ACTION ITEM:
Please report every line from the material that contains the word "statistics".

■ ■ ■

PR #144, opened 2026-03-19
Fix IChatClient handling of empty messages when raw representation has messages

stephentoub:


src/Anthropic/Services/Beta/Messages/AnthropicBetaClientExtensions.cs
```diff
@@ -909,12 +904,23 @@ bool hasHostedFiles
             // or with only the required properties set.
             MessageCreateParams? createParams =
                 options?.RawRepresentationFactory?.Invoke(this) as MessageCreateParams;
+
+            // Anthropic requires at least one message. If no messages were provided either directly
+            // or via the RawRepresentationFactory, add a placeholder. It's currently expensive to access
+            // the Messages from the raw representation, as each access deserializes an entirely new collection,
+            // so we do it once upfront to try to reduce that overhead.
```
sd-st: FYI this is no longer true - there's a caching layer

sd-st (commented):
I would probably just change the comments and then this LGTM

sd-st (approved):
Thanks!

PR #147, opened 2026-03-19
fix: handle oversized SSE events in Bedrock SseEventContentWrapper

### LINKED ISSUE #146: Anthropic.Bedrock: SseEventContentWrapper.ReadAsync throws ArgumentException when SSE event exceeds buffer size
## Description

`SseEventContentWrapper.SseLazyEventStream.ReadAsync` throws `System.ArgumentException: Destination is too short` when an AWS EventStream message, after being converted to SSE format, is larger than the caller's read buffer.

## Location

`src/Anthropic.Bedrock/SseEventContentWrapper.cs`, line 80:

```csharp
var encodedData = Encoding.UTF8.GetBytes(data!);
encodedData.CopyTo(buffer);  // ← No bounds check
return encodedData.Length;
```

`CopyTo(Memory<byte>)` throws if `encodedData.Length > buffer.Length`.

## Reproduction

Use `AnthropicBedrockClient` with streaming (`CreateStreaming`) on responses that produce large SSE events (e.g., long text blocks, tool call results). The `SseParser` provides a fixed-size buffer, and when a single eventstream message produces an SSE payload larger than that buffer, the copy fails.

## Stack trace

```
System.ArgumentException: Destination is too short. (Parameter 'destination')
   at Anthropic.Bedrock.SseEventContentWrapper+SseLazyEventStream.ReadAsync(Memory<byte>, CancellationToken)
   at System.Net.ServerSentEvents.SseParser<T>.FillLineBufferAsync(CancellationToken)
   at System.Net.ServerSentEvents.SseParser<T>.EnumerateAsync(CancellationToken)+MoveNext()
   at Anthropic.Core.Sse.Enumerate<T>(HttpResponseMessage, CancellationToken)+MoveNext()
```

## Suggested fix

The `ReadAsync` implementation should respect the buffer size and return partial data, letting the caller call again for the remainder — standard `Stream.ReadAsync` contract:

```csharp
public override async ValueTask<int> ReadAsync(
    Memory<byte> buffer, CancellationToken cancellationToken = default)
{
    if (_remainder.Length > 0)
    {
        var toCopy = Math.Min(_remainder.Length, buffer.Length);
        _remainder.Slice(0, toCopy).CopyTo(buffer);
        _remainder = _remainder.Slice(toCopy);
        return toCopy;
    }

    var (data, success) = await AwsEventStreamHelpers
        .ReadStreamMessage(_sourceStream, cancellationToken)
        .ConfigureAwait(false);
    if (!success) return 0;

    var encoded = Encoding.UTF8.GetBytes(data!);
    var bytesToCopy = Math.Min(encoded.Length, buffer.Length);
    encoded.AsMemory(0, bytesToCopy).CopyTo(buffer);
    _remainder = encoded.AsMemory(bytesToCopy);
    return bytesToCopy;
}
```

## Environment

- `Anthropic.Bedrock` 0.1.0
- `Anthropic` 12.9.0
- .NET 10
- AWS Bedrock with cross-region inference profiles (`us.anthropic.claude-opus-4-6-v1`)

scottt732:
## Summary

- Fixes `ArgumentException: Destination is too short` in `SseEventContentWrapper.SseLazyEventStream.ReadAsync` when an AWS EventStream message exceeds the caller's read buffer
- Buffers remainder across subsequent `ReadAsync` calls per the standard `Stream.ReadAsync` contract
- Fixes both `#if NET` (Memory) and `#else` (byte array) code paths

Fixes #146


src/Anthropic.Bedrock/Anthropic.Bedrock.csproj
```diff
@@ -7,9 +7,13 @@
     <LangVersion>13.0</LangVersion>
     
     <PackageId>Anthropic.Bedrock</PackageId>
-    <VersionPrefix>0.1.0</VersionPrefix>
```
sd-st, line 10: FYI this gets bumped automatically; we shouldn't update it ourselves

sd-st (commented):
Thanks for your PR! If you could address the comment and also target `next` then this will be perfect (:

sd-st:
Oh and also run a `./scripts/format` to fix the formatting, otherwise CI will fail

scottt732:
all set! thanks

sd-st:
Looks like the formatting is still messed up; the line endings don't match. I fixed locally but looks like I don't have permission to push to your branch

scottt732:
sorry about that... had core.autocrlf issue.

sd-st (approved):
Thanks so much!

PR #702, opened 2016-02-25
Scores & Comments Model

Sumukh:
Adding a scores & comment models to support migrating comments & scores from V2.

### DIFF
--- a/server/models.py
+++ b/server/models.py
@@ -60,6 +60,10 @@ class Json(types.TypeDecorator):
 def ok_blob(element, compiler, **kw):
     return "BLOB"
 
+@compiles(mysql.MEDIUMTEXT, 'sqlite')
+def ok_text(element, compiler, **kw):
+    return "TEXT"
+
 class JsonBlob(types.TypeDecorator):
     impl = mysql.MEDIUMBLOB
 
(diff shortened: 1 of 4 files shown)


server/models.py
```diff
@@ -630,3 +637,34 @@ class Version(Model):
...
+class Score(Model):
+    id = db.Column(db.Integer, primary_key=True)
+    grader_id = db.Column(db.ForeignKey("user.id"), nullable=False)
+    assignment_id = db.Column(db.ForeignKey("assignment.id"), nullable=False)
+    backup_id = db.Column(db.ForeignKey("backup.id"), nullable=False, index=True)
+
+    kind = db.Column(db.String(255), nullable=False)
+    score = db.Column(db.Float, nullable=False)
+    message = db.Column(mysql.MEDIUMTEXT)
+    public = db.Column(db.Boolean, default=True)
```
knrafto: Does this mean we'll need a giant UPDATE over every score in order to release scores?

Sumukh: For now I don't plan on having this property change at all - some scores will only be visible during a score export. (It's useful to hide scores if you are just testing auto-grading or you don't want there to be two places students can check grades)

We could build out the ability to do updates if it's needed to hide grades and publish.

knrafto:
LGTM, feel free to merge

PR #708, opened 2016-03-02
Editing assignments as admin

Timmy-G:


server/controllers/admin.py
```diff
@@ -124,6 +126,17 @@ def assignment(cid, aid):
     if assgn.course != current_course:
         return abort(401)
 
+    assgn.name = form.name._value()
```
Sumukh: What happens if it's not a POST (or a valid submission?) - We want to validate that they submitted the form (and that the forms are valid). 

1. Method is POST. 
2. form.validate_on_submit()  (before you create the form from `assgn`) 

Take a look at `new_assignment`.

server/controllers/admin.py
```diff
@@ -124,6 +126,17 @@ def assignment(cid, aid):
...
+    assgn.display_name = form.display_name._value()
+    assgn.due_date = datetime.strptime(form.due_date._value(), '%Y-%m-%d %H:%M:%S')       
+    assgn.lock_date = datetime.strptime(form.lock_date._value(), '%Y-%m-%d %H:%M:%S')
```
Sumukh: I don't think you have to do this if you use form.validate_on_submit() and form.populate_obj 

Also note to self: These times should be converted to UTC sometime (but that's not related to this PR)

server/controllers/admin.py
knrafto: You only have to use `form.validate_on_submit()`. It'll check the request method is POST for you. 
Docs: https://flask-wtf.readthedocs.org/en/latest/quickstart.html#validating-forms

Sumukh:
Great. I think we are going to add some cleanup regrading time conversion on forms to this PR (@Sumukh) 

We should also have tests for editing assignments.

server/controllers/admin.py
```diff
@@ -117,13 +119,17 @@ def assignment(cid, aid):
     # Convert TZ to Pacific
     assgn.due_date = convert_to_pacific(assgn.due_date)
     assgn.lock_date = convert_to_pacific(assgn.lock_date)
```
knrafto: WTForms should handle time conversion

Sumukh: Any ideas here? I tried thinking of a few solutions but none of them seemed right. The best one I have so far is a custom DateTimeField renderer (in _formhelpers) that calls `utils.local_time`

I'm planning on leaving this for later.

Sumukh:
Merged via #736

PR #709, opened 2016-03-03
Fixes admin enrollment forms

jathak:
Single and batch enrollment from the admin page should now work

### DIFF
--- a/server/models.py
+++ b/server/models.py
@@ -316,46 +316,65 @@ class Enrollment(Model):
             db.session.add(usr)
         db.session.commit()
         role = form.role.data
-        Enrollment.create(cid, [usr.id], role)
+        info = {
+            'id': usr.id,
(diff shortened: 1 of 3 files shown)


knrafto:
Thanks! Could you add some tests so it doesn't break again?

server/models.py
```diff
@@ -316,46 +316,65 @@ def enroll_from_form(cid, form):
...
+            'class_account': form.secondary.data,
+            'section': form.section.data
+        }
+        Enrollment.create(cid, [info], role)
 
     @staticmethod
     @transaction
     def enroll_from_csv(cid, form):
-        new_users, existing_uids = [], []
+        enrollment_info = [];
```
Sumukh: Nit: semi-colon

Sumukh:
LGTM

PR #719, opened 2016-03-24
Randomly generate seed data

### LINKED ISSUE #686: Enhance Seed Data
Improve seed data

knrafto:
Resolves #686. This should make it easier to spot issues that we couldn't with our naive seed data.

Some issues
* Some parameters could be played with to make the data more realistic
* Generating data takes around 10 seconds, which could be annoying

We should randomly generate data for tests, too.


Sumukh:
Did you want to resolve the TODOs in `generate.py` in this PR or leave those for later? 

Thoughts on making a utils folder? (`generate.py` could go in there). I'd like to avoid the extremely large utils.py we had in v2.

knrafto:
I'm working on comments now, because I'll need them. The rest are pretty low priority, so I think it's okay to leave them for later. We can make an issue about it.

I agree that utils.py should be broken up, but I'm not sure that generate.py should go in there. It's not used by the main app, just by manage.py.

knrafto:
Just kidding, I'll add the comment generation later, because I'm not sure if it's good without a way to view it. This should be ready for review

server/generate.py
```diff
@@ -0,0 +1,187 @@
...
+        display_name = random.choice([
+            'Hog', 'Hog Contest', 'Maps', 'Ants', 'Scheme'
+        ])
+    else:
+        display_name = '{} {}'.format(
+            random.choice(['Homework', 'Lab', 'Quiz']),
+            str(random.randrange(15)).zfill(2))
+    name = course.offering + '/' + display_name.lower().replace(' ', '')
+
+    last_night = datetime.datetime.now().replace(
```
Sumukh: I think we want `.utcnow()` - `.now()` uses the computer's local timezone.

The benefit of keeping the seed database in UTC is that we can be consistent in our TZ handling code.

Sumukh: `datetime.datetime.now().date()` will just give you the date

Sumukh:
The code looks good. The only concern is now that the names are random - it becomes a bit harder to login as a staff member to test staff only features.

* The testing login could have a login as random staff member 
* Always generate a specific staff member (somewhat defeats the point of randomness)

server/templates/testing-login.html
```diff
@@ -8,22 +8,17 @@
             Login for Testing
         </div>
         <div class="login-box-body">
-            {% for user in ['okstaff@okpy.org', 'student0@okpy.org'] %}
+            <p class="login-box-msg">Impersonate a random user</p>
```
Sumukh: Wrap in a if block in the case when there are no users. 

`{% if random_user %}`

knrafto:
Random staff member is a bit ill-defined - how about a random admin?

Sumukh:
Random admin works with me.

■ ■ ■

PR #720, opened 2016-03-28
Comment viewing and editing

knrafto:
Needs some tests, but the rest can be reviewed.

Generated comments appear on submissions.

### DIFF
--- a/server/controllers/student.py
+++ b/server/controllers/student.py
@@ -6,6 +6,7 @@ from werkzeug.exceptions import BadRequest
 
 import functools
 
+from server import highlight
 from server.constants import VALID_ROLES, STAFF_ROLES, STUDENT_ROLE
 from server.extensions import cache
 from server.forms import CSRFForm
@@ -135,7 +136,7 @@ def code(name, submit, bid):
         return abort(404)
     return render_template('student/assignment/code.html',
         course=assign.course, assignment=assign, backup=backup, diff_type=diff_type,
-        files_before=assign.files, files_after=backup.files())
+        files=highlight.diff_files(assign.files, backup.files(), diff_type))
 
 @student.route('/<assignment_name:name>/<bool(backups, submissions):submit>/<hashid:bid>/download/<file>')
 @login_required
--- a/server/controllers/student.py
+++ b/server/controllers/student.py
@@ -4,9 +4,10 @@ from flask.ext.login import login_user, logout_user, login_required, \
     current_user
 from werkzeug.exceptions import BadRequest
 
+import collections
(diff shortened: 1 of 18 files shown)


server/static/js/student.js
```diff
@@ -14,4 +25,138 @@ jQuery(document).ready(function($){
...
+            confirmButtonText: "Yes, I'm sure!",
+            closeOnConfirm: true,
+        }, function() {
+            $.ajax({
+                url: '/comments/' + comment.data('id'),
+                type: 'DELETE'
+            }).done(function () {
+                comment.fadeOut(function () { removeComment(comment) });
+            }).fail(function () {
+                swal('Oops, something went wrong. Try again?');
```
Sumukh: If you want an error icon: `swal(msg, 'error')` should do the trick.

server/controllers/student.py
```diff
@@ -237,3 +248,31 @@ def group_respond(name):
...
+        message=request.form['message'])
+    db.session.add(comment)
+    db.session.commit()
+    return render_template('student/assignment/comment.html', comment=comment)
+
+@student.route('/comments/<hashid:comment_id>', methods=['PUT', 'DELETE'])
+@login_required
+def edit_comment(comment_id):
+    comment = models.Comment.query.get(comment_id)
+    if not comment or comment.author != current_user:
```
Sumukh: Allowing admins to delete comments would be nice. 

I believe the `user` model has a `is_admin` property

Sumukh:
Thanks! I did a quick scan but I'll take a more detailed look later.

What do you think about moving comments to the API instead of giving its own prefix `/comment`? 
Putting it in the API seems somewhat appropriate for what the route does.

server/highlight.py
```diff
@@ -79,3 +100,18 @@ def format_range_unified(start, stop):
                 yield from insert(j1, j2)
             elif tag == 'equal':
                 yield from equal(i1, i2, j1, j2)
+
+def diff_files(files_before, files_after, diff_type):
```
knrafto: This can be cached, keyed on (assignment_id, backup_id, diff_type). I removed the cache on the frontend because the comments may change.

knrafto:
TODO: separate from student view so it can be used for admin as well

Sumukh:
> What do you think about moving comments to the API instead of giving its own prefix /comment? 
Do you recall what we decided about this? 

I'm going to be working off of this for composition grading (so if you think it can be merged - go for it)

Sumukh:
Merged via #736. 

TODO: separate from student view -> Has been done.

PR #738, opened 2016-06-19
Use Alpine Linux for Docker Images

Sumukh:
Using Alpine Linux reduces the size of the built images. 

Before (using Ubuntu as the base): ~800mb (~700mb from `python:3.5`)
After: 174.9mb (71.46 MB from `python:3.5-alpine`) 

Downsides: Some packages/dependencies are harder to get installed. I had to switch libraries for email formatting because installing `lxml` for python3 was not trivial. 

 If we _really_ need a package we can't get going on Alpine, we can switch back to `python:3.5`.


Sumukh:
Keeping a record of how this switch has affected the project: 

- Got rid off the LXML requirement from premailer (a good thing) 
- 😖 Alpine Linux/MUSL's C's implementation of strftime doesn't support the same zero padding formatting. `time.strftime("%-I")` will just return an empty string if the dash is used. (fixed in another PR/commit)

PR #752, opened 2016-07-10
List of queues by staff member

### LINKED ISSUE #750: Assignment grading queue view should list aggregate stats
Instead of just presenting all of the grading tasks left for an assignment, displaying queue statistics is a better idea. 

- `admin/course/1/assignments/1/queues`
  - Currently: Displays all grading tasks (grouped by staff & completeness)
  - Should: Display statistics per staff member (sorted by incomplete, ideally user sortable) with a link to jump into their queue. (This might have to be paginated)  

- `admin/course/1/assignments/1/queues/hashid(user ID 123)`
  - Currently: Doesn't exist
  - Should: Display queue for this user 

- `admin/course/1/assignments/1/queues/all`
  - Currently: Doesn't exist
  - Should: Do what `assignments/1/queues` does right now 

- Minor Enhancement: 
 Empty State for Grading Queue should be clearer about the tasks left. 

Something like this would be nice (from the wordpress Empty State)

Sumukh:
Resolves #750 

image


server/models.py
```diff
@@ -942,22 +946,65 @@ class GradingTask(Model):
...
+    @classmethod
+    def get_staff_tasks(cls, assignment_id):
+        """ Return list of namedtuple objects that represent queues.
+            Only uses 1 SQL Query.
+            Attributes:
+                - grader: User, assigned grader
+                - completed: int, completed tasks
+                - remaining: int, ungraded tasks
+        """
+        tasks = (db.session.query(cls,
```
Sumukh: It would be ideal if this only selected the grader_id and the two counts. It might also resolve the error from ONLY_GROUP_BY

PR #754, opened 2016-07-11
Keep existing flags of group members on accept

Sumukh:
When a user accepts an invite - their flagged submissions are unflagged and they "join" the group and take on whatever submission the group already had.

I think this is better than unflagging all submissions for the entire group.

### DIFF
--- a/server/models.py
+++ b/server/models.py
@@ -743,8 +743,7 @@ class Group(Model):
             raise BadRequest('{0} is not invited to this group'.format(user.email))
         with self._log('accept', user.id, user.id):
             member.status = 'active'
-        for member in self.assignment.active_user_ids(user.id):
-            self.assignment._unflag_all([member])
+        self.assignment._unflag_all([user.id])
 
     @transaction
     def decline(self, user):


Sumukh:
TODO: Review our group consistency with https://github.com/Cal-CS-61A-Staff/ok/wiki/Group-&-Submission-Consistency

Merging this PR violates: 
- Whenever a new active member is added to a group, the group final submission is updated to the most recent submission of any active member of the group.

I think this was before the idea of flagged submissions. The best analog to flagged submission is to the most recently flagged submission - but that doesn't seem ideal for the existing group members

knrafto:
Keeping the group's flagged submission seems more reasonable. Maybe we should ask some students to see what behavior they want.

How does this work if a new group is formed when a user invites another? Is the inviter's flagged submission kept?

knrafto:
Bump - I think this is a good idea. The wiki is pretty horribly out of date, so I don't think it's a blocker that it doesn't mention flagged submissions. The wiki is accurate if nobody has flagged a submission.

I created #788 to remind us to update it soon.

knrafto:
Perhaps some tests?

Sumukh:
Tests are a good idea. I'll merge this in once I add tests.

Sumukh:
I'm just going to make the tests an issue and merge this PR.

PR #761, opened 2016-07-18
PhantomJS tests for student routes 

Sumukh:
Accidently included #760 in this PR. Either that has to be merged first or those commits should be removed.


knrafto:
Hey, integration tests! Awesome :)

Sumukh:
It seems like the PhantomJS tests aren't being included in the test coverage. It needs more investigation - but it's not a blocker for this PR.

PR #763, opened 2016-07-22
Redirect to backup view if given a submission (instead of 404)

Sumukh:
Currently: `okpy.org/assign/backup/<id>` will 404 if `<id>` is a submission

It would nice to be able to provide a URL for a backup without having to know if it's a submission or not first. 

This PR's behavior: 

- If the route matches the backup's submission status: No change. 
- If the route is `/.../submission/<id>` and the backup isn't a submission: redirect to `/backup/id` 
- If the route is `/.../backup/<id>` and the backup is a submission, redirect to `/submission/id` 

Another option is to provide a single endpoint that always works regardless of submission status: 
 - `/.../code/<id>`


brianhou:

■ ■ ■

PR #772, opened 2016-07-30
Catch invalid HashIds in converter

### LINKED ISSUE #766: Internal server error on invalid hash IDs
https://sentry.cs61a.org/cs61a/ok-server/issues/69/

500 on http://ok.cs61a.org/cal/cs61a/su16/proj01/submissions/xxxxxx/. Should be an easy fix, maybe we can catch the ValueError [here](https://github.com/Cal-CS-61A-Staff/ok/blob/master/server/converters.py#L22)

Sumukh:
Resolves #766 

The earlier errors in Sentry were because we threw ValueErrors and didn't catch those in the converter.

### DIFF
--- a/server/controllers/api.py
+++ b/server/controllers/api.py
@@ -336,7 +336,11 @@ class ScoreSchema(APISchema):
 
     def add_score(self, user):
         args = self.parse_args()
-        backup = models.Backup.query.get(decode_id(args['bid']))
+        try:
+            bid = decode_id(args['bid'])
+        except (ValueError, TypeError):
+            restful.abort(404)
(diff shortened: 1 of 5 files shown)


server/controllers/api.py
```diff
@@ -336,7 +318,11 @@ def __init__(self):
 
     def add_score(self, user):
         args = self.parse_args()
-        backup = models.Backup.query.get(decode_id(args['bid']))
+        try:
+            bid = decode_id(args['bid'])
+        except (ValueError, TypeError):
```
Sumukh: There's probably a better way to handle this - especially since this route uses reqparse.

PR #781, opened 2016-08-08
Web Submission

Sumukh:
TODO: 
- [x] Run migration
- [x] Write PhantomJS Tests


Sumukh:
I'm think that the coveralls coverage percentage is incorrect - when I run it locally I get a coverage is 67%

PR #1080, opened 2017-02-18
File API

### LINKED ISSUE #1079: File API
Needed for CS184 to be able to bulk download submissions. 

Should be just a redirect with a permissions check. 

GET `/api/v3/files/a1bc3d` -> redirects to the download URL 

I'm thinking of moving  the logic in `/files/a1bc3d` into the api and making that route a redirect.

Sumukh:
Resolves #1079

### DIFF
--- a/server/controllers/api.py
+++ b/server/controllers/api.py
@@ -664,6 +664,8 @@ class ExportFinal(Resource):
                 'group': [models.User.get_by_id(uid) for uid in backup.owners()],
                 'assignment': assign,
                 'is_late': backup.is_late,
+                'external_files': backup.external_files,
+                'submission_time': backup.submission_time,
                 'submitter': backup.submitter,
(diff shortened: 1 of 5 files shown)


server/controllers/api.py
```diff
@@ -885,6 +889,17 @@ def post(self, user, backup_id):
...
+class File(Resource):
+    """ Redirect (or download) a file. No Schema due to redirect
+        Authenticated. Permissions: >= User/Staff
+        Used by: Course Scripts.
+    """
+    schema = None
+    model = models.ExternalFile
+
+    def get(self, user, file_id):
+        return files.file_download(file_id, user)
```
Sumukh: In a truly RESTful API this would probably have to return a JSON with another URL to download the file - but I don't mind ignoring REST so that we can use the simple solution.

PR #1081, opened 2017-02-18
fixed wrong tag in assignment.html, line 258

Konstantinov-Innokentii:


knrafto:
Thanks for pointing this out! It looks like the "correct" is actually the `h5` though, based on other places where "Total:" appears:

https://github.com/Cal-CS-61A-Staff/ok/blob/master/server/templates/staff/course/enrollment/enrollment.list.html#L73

■ ■ ■

RESULT:
Instead of just presenting all of the grading tasks left for an assignment, displaying queue statistics is a better idea. 
  - Should: Display statistics per staff member (sorted by incomplete, ideally user sortable) with a link to jump into their queue. (This might have to be paginated)  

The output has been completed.